Dopo 26 mesi in carcere, il giorno che si preparava a uscire dalla prigione, la scarcerazione è stata bloccata per una nuova indagine a suo carico sempre per riciclaggio. Reato che gli era stato contestato e per il quale era già stato ascoltato. «Convocato dal giudice – prosegue il racconto della vicenda giudiziaria – per l’ennesima volta, mi vengono mostrate delle foto relative ad alcune proprietà che ritenevano mie, preciso che non sono in possesso di alcun bene in Costa d’Avorio. Chiarita la mia posizione, chiedo almeno la libertà provvisoria. La prima domanda viene respinta, mi viene suggerito di presentare un’altra. Sono convocato nuovamente e mi viene detto che finalmente la mia richiesta è stata accolta, ma a fronte di una cauzione a garanzia di 1,5 milioni di euro (successivamente stabilita a 300mila euro). Resto sbigottito – fa sapere Cocco – perché altre persone sono state liberate dopo pochi mesi, con le stesse accuse iniziali, pagando una cauzione di 100mila euro».

Le condizioni di salute

Nel frattempo le condizioni di salute dell’ingegnere sono peggiorate: «Ho perso quasi 20 kg – dice – ho difficoltà respiratorie, cardiologiche e gastroenterologiche certificate, e le mie forze psichiche sono ormai allo stremo. Costretto a vivere in condizioni igienico sanitarie inesistenti, senza acqua e spesso senza luce elettrica.

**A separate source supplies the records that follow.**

PR #955, opened 2021-06-14
DR-1866 Return TIM encoded SQL names

fboulnois:
Transforms SQL column names into encoded TIM property names.


src/main/java/bio/terra/service/search/SearchService.java
```diff
@@ -48,6 +51,8 @@
     private final BigQueryPdao bigQueryPdao;
     private final RestHighLevelClient client;
 
+    private final Map<String, String> timMap = Map.of("example_now", "example:identifier.now");
```
fboulnois: Suggestions for how to better achieve this?

src/test/java/bio/terra/service/search/SearchServiceTest.java
```diff
@@ -79,7 +79,7 @@ public void setup() throws Exception {
     @Test
     public void indexSnapshotTest() throws Exception {
         // Mock snapshot table data
-        when(bigQueryPdao.getSnapshotTableData(snapshot, searchIndexRequest.getSql()))
+        when(bigQueryPdao.getSnapshotTableData(any(Snapshot.class), any(String.class)))
```
fboulnois, line 93: Due to the change above I'm not sure how best mock these objects.

src/main/java/bio/terra/service/search/SearchService.java
pshapiro4broad: I forgot to mention in standup, I have a change (and now a PR) for a fix that will only modify names if they need encoding. https://github.com/DataBiosphere/jade-data-repo/pull/956

src/main/java/bio/terra/service/search/SearchService.java
```diff
@@ -57,16 +62,30 @@ public SearchService(BigQueryPdao bigQueryPdao, RestHighLevelClient client) {
         this.client = client;
     }
 
+    private String uuidToIndexName(UUID id) {
+        return String.format("idx-%s", id);
+    }
+
+    private String translateToTim(String sql) {
```
pshapiro4broad: It's a minor point, but I don't think this translates to TIM. It encodes any TIM names in the query.

I've been thinking that maybe the encoding operation is not necessarily TIM specific (although TIM is the only current use case) so maybe the notion here is that we need to encode any name, not just TIM ones.

src/main/java/bio/terra/service/search/SearchService.java
```diff
@@ -57,16 +62,30 @@ public SearchService(BigQueryPdao bigQueryPdao, RestHighLevelClient client) {
...
+        Pattern regex = Pattern.compile("( as )(\\w+)");
+        Matcher matches = regex.matcher(sql.toLowerCase());
+        StringBuilder sb = new StringBuilder(sql.length());
+        while(matches.find()) {
```
pshapiro4broad: whitespace
```suggestion
        while (matches.find()) {
```

src/main/java/bio/terra/service/search/SearchService.java
```diff
@@ -57,16 +62,30 @@ public SearchService(BigQueryPdao bigQueryPdao, RestHighLevelClient client) {
         this.client = client;
     }
 
+    private String uuidToIndexName(UUID id) {
+        return String.format("idx-%s", id);
+    }
+
+    private String translateToTim(String sql) {
+        Pattern regex = Pattern.compile("( as )(\\w+)");
+        Matcher matches = regex.matcher(sql.toLowerCase());
```
pshapiro4broad: Does this result in case folding of the column name before it's encoded? If the intent is to case fold `as` I think you'd be better off using a regex like `( [aA][sS] )`.

src/main/java/bio/terra/service/search/SearchService.java
```diff
@@ -57,16 +62,30 @@ public SearchService(BigQueryPdao bigQueryPdao, RestHighLevelClient client) {
...
+        StringBuilder sb = new StringBuilder(sql.length());
+        while(matches.find()) {
+            String replacement = timMap.get(matches.group(2));
+            if (replacement != null) {
+                matches.appendReplacement(sb, matches.group(1) + TimUtils.encode(replacement));
```
pshapiro4broad: I'm not familiar with `appendReplacement()`, does it do the right thing is you don't replace every match you find? That is, does it keep track of the previously included match and know how to insert all the text leading up to the current one? I suppose if `TimUtils.encode()` can be applied in all cases then you'd be calling it on every form anyway.

src/test/java/bio/terra/service/search/SearchServiceTest.java
pshapiro4broad: If we have a separate test that verifies the `translateToTim()` method, then I think it's OK to ignore the query here. Or, you could make `translateToTim()` visible for testing and call it from here.

pshapiro4broad (commented):
I think this a good approach, and if the no-op encoding works well, should make the logic simpler.

src/main/java/bio/terra/service/search/SearchService.java
fboulnois: It does seem to do the right thing. I tried with some added `AS` columns and they weren't replaced.

src/main/java/bio/terra/service/search/SearchService.java
fboulnois: I'm not sure what the best approach is here. I had thought of using `[as|AS]` but we control the inputs and column names, and lowercasing seems like a reasonable way to normalize inputs. Perhaps I should only lowercase the field names and not the entire query? Or perhaps not normalize at all?

src/main/java/bio/terra/service/search/SearchService.java
fboulnois: I only do a replacement if the there's a corresponding value in the `timMap` (otherwise it will return `null`).

src/test/java/bio/terra/service/search/SearchServiceTest.java
fboulnois: I'm not sure about making it public since it doesn't seem like it would be broadly useful. Maybe I should add the `translateToTim` (now `encodeTimNames`) as part of the `TimUtils` instead? And then it could take a `Map` as a second parameter.

fboulnois: I decided to do this, I think it makes more sense.

src/main/java/bio/terra/service/search/SearchService.java
fboulnois: I decided to not normalize at all, that way only the columns get modified.

src/main/java/bio/terra/service/search/SearchService.java
pshapiro4broad: Using the new encode() method will remove the need to look up names in a map. If name needs to be encoded, it will be, otherwise nothing happens. So you'll be able to call `encode()` on all columns.

fboulnois: Perhaps instead of operating on the SQL query I should operate on the object returned from BigQuery, that way I can easily loop over column names and avoid using a regex.

pshapiro4broad: If we want to support users passing queries to the API that have TIM names in them, I think we have to modify the query before passing it to BQ. Another approach would be to add another API parameter that provides a column name mapping for all columns in the result, and only use TIM names there. We may in the long term support a richer API that hides the SQL query from users, and at that point we'd have the information to avoid parsing the SQL contents. I think a heuristic based approach where we parse the SQL using a regex is fine for now.

src/main/java/bio/terra/service/search/SearchService.java
```diff
@@ -48,6 +49,19 @@
     private final BigQueryPdao bigQueryPdao;
     private final RestHighLevelClient client;
 
+    private final Map<String, String> columnReplacements = Map.of(
```
pshapiro4broad, line 52: The only problem with this is that we have to modify code every time we add a new column type to the query. Now that `encode()` won't modify any field that doesn't need encoding is this table still needed?

src/main/java/bio/terra/app/utils/TimUtils.java
```diff
@@ -34,6 +38,27 @@ public static String encode(String s) {
...
 
+    /**
+     * Encode the AS columns of a SQL query into corresponding TIM property names
+     *
+     * @param sql the SQL string containing AS columns to encode
+     * @param columnReplacements a map which stores column names as keys and TIM property names as values
+     * @return a modified SQL string containing encoded TIM property names
+     */
+    public static String encodeSqlColumns(String sql, Map<String, String> columnReplacements) {
+        Pattern regex = Pattern.compile("( [aA][sS] )(\\w+)");
```
nmalfroy, line 58: What if you have AS for a table clause? Also, presuming this means that subqueries won't be supported? (e.g. ```select (select a.col2 AS col2 from tableA AS a where a.col1=b.col1)` AS c from tableB AS b```

src/main/java/bio/terra/service/search/SearchService.java
nmalfroy: Could this be moves to configuration somehow?  Maybe now isn't the right time for that

nmalfroy (commented):
I think you may have some issues as you try encodeSqlColumns on more complex SQL

src/main/java/bio/terra/app/utils/TimUtils.java
fboulnois: It's not ideal, but since we control the input, SQL, and column mapping, we can avoid having collisions. But it's also the case that the only columns that are replaced are those that are in the columnReplacements map, so we can support arbitrary queries as long as they don't use the same column names in the subqueries.

fboulnois: @pshapiro4broad are going to chat about this a bit more soon.

src/main/java/bio/terra/service/search/SearchService.java
fboulnois: Yes, I thought of this too. Maybe it's okay for the MVP release since we control the indexing endpoint?

src/main/java/bio/terra/app/utils/TimUtils.java
pshapiro4broad: First, I don't think we need to do anything for subqueries; I think the mapping of BQ columns to exported (TIM) names only occurs in the top level `SELECT` clause.

One possible heuristic would be to split the query up so we first isolate the data between `SELECT` and `FROM`. Once we have that, we can apply the `AS` regex to the entire contents. If necessary, the heuristic could also skip over quoted blocks and subselect blocks.

src/main/java/bio/terra/service/search/SearchService.java
pshapiro4broad: I think the table can be removed if we call `encode()` on all data that's matched using the `AS` regex. Any data that doesn't require encoding won't be affected.

pshapiro4broad (approved):

nmalfroy (approved):
lgtm!  Sounds like there'll be some followon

Senza cibo, che mi arriva dall’esterno grazie ai sacrifici della mia famiglia. Avvolto dalle cimici e dalle zecche. Non capisco il perché di questa ingiustizia sulla mia persona, aiutatemi ad uscire da questa situazione, voglio sia fatta solo chiarezza e che sia fatta giustizia. Il mio unico desiderio è riabbracciare la mia famiglia».

La solidarietà

La risposta dei fiuggini non si è fatta attendere, a cominciare dal primo cittadino, Alioska Baccarini, che è tornato a chiedere la liberazione del suo concittadino e esprimere la vicinanza alla moglie Assunta, ai figli e a tutti i familiari. «Dobbiamo salvare la vita di Maurizio Cocco, coinvolgendo le rappresentanze politiche e ogni mezzo di comunicazione utile al raggiungimento dell’obiettivo. Ciascuno che condivide questa causa umanitaria contribuisca alla sua risoluzione – è l’appello di Baccarini per la colletta on line – Sappiamo infatti che la famiglia ha attivato una piattaforma per adempiere a questo scopo che condividiamo con tutti voi. È un dovere morale della comunità di Fiuggi sostenere la famiglia e mobilitarsi per ottenere giustizia, auspicando che le istituzioni nazionali ed europee rispondano con azioni concrete».